PR #1316, opened 2026-02-05
Unnecessary "double clamping" in Ed25519 reduces seed entropy by 5 bits

nadimkobeissi:
The `generate_key_pair` function in `impl_hacl.rs` was applying clamping operations to the raw 32-byte seed before storing it:

```rust
sk[0] &= 248u8;
sk[31] &= 127u8;
sk[31] |= 64u8;
```

This clamping appears to be designed to prepare a scalar for Ed25519 curve operations, but it was being applied at the wrong stage. In standard Ed25519 ([RFC 8032](https://www.rfc-editor.org/rfc/rfc8032)):

1. The private key is a 32-byte random seed stored as-is.
2. To sign, compute `h = SHA-512`(seed).
3. The scalar `a = clamp(h[0:32])` is derived from the hash, not the seed (see page 54).
4. Clamping ensures: multiple of 8 (cofactor), `< 2^255`, and fixed high bit.

The libcrux implementation already performs correct clamping in `secret_expand()` after hashing the seed. The clamping in `generate_key_pair` was redundant and applied to the wrong value.

## Impact: seed entropy reduced by 5 bits for no benefit

The original clamping reduced the seed's entropy by 5 bits through three distinct operations. The first operation, masking the first byte with 0xF8, clears the three lowest bits, removing 3 bits of entropy. The second operation, masking the final byte with 0x7F, clears the highest bit, removing 1 bit of entropy. The third operation, setting bit 6 of the final byte, forces that bit to always be 1, removing another bit of entropy. Together, these operations constrain **what should be a 256-bit random value down to an effective entropy of 251 bits**.

While 251 bits of entropy remains likely cryptographically sufficient for practical purposes, this reduction serves no useful purpose in the context of Ed25519 key generation. A proper Ed25519 seed should contain the full 256 bits of entropy because the seed undergoes SHA-512 hashing before any scalar derivation takes place. The SHA-512 output is uniformly distributed regardless of any patterns in the input, and the proper clamping operations are designed to be applied after this hash, not before. The constrained seed is functionally equivalent to a different random seed that happens to have certain bit patterns fixed.

The fundamental issue is that these constraints provide no security benefit whatsoever while unnecessarily reducing the key space. The clamping operations make sense when applied to the hash output as part of scalar derivation, where they ensure the scalar is a multiple of 8 for the cofactor, is less than 2^255, and has a fixed high bit for consistent timing. Applying them to the raw seed before hashing accomplishes none of these goals and merely introduces an artificial limitation on the set of valid seeds.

+++

▶ _EXERCISE DETAILS_
Look through the records and copy down every line that holds "multiple".

▶ _EXPECTED ANSWER_
4. Clamping ensures: multiple of 8 (cofactor), `< 2^255`, and fixed high bit.
The fundamental issue is that these constraints provide no security benefit whatsoever while unnecessarily reducing the key space. The clamping operations make sense when applied to the hash output as part of scalar derivation, where they ensure the scalar is a multiple of 8 for the cofactor, is less than 2^255, and has a fixed high bit for consistent timing. Applying them to the raw seed before hashing accomplishes none of these goals and merely introduces an artificial limitation on the set of valid seeds.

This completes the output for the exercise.